◆ **WHAT IS NEEDED**:
Go through the listing and copy each line with the string "share".
"""
PR #8972, opened 2025-06-07
[BUG FIX] Remove usage of mapProvider and supporting tests due to undesired int…

### LINKED ISSUE #8689: [Bug]: Mistral AI in "simple" mode points to wrong name "mistral ai"

When you first setup your model, you can choose a bunch of preconfigured providers (OpenAI, Azure, Mistral, etc). If you choose "Mistral AI" and any model, lets say devstral-small-2505, the model name ends up being "mistral ai/devstral-small-2505" which breaks LiteLLM that is used in the backend. The correct mapping should be "mistral/devstral-small-2505". 

You can fix it if you go into the advanced settings but most users won't know the issue. Can you fix the mapping from "Mistral AI" to use "mistral" instead of "mistral ai"?

### OpenHands Installation

Docker command in README

### OpenHands Version

0.39

### Operating System

None

_No response_

wi-ski:

Fixes an issue where the model provider selection (e.g., Vertex AI) in the HeroUI autocomplete component did not correctly persist the selected value. Previously, typing and selecting an option would submit an invalid provider identifier (e.g., missing underscores), causing LightLLM to fail during startup. This change ensures that the selected value is accurately saved and used, eliminating hidden UI mismatches and improving reliability when configuring providers.

Video recording: https://www.loom.com/share/7a95d9fd23e246e7ab44376ab3bf4783?sid=e3ab1673-f86b-4c3d-88bb-a35e97208040

Relevant Herou UI Links:
https://github.com/heroui-inc/heroui/issues/3353
https://github.com/heroui-inc/heroui/pull/3375#issuecomment-2491442193

---

Removes usage of mapProvider and associated tests from the frontend.

---
Resolves #8689


frontend/src/utils/map-provider.ts
```diff
@@ -1,31 +0,0 @@
-// These are provider names, not user-facing text
-export const MAP_PROVIDER = {
-  openai: "OpenAI",
-  azure: "Azure",
-  azure_ai: "Azure AI Studio",
-  vertex_ai: "VertexAI",
```
enyst, line 6: I'm a bit surprised by this solution, I mean deleting all map provider. Are we sure, it seems to work for everything else. Could you please add in the PR description or here what exactly doesn't work for Vertex, so we can ping our FE master and see if maybe there's another cause?

enyst: Actually, https://openhands-ai.slack.com/archives/C06U8UTKSAD/p1749258058350509?thread_ts=1749247191.636449&channel=C06U8UTKSAD&message_ts=1749258058.350509

Cc: @amanape

wi-ski: Response: https://www.loom.com/share/e8d853dff1874cfa8a71cfac87980607?sid=7af74516-b646-4cd5-90c6-cb4528cfd3ab

**ChatGPT's Summary of Video Transcript**

_Totally fair to be surprised - I was honestly torn myself. Here's the thinking:_

_There are only two references to MapProvider in main, and it's being used solely for styling the display of the underlying value. Functionally, it’s not doing much._

_The main driver behind this change is that Autocomplete in Hero UI is meant to behave like an input, not a select. So sending the display text (label) on submission aligns with how it’s intended to work. They even show an example using allowCustomValue, which supports this approach - but it also means users can type anything, so there's some tradeoff there._

_Using a select instead would force you into predefined options but lose the ability to type-to-search, which isn’t ideal for this case._

_So my decision leaned toward keeping things simpler and making the input reflect exactly what gets passed to LightLLM. This approach reduces complexity and better aligns with the expected behavior for future devs._

_That said, if we want to go full controlled component for the sake of styling or interaction fidelity, happy to do that too - just didn’t feel like the right tradeoff here. Let me know_

wi-ski:
Following up on this - repeating the wins:
1. Reduced code footprint
2. Reduced complexity
3. Increased future proof-ness.
4. Better Reflects underlying behavior

Cost: Loss of a pretty label.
"""
◆ **OUTPUT FOR THIS EXERCISE**:
Video recording: https://www.loom.com/share/7a95d9fd23e246e7ab44376ab3bf4783?sid=e3ab1673-f86b-4c3d-88bb-a35e97208040
wi-ski: Response: https://www.loom.com/share/e8d853dff1874cfa8a71cfac87980607?sid=7af74516-b646-4cd5-90c6-cb4528cfd3ab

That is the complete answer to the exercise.